CDA is a component of the pyrimidine salvage pathway. It converts cytidine and deoxycytidine to uridine and deoxyuridine, respectively, by hydrolytic deamination (Arch. Biochem. Biophys. 1991, 290, 285-292; Methods Enzymol. 1978, 51, 401-407; Biochem. J. 1967, 104, 7P). It also deaminates a number of synthetic cytosine analogs which are clinically useful drugs (Cancer Chemother. Pharmacol. 1998, 42, 373-378; Cancer Res. 1989, 49, 3015-3019; Antiviral Chem. Chemother. 1990, 1, 255-262). Conversion of the cytosine compounds to the uridine derivatives usually confers loss of therapeutic activity or addition of side-effects. It has also been shown that cancers that acquire resistance to cytosine analog drugs often overexpress CDA (Leuk. Res. 1990, 14, 751-754). Leukemic cells expressing a high level of CDA can manifest resistance to cytosine antimetabolites and thereby limit the antineoplastic activity of such therapeutics (Biochem. Pharmacol. 1993, 45, 1857-1861).

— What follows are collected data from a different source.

PR #2928, opened 2020-05-19
wip regression test with jest image snapshots

valpinkman:
### Type

Feat

### Context

LL-2438

Tests

This PR setup jest-image-snapshot as a way of doing regression testing on the screen of Ledger Live. 

What this PR is NOT: a full suite of test using jest-snapshot-testing.

I believe it's pretty easy to keep on improving the test using the bullrun and this PR. QA team here you go !!!

### DIFF
--- a/tests/specs/bullrun.spec.js
+++ b/tests/specs/bullrun.spec.js
@@ -4,23 +4,28 @@ import ModalPage from "../po/modal.page";
 import GenuinePage from "../po/genuine.page";
 import PasswordPage from "../po/password.page";
 import AnalyticsPage from "../po/analytics.page";
-import PortfolioPage from "../po/portfolio.page";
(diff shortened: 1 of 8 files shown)


tests/specs/bullrun.spec.js
```diff
@@ -30,9 +35,8 @@ describe("Bullrun", () => {
     genuinePage = new GenuinePage(app);
     passwordPage = new PasswordPage(app);
     analyticsPage = new AnalyticsPage(app);
-    portfolioPage = new PortfolioPage(app);
+    // portfolioPage = new PortfolioPage(app);
```
gre, line 38: why is it commented?

valpinkman: because it was not used anywhere

PR #2929, opened 2020-05-19
live-common 12.23.0 + libcore

gre:
- libcore bump & LL-2156: disable SyncToken usage => check all coins are fine, especially tezos.
- LL-2484: disrupt ClubCoin => no longer should appear in list
- LL-2546: analytics to count number of account in currency => nothing to test. we'll postpone to testing with Ben.
- LL-2522: bch_on_bitcoin_segwit invalid path recovering derivation => if you send BCH to a BTC address that is from FIRST segwit bitcoin account address it will start appearing as a unknown. **Low Effort on testing this, I made it work on my side**. At least check BCH derivation is fine.


gre:
HODL. there is a regression in libcore and tezos. waiting for a fix.

gre:
unHODLed

gre:
ok as this is the only issue, and it's not just about this coin but all terminated coins, we'll merge this bump and we'll fix it in a future pr.

PR #3252, opened 2020-10-22
allow buy flow without device

machard:
Allow to buy without device

### Type

Feature

### Context

https://ledgerhq.atlassian.net/secure/RapidBoard.jspa?rapidView=62&projectKey=LL&modal=detail&selectedIssue=LL-3688&quickFilter=150

1. Test buy flow with a ledger
2. Test buy flow without a ledger


gre (approved):

gre:
i'll let you check with Chris if the design is good & then we can send to 🇶🇦

machard:
flow 1, checking that the device is connected (required new translations strings):
Capture d’écran 2020-10-23 à 09 59 40
Capture d’écran 2020-10-23 à 09 59 50

flow 2, checking address (same same as receive flow):
Capture d’écran 2020-10-23 à 10 00 21
Capture d’écran 2020-10-23 à 10 00 30

Arnaud97234 (changes requested):
In the second device interaction the following use case is not covered:
- User click "Don't have your device?"
_Result: User lands on the modal where the address is displayed_
We should display 2 CTA: "Continue" and "Verify", if user click on "Verify" the device flow should restart and the address should be displayed on the device

Arnaud97234 (commented):
@cthepot-ledger If it's ok on your end then for me it's a go

gre:
@Arnaud97234 we actually rescheduled this for a **future** sprint (not the one that started today) because we will need design for mobile to do the same too.

cthepot-ledger:
@machard some UI changes requires on second modal

cthepot-ledger:
GO for me after 2 loops.

nabil-brn (changes requested):
The iframe is blank when I select BTC or ETH and I get this error in the console:
`TypeError: Cannot read property 'BTC' of undefined        instrument.ts:129`

---
51415b6a3 (HEAD -> LL-3688, machard/LL-3688) Merge branch 'develop' into LL-3688

nabil-brn (approved):
✓ QA-ed

---
2.20.0-sha.5bc7693a6ca079ab410a93adfdc151377187e8c1

gre (approved):

PR #3264, opened 2020-10-29
Let it snow

juan-cortes:
This can be tested with the `SNOW_EVENT=1` env, or by trusting and waiting for the date.
Should only be visible when modals are out, shouldn't affect anything else.

Kudos to @IAmMorrow , I just brought it back

### Type

UI Treat


gre (approved):

nabil-brn (approved):
✓ QA-ed

---
4117b727 (HEAD -> snow, juan/snow) Let it snow

PR #3265, opened 2020-10-29
LL-3774 Add a warning banner for ongoing scam campaigns

juan-cortes:
image

### Type

Feature

### Context

https://ledgerhq.atlassian.net/browse/LL-3774

- Test that the notice shows, test that it can be dismissed.


gre (approved):

gre:
i'm ok with this, but it's probably the time to also have it auto fetched using the config.json. we'll rediscuss later.

src/renderer/components/banners/OngoingScams.js
```diff
@@ -0,0 +1,33 @@
...
+    content={{
+      message: <Trans i18nKey="banners.ongoingScams" />,
+      Icon: TriangleWarning,
+      right: (
+        <Link id="modal-migrate-accounts-button" onClick={() => openURL(urls.banners.ongoingScams)}>
+          <Trans i18nKey="common.learnMore" />
+        </Link>
+      ),
+    }}
+    bannerId={"migrate"}
```
gre, line 30: wrong ids

gre (changes requested):
mmh check the ids. we seems to have "migrate" in the name. is it expected?

src/renderer/components/banners/OngoingScams.js
juan-cortes: No, it's an oversight on my part, good catch

juan-cortes:
> i'm ok with this, but it's probably the time to also have it auto fetched using the config.json. we'll rediscuss later. how does it work with the BCH banner?

There's a priority and only one is visible at a time, once you dismiss you see the next visible one. This was confirmed to be the expected behaviour with @cthepot-ledger granted it's not ideal since they might miss it but it's what we have.

juan-cortes:
Updated the screenshot to keep ci happy

nabil-brn (approved):
✓ QA-ed

---
Ledger Live 2.15.0-sha.680cdd0

PR #3270, opened 2020-11-03
LL-3816 (Analytics) add source for tracking page events

LFBarreto:
(Analytics): add optional source property from navigation routing to all track page events

All tracking page events can now send an optional source property.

Tetrahydrouridine (THU, or 1(β-D-Ribofuranosyl)-4-hydroxytetrahydropyrimidin-2(1H)-one) has been known as an inhibitor of cytidine deaminase for a number of years.
Various reports have suggested that co-administration with THU increases the efficacy and oral activity of cytidine-based drugs. See, e.g., Cancer Chemotherapy Reports 1975, 59, 459-465 and Blood 1985, 66, 527-532. However, early CDA inhibitors such as THU suffer from drawbacks that include acid instability (J. Med. Chem. 1986, 29, 2351) and poor bioavailability (J. Clin. Pharmacol. 1978, 18, 259).
5-Aza-2′-deoxycytidine (also termed decitabine; or, the active agent in the branded product Dacogen®) is an antineoplastic agent for the treatment of myelodysplastic syndrome (MDS), with potential utility for the treatment of AML and CML as well. Like the other cytidine-based drugs, its oral bioavailability and efficacy are limited by deactivation by CDA. THU has been shown to improve the potency of decitabine in a sickle cell disease model in baboons (Am. J. Hematol. 1985, 18, 283-288). In addition, another known CDA inhibitor, zebularine, has been shown to enhance the efficacy of decitabine in mice with L1210 leukemia (Anticancer Drugs 2005, 16, 301-308).
There is therefore an ongoing need for new, potent and therapeutically useful inhibitors of CDA that can be used with decitabine for treating cancer or neoplastic disease.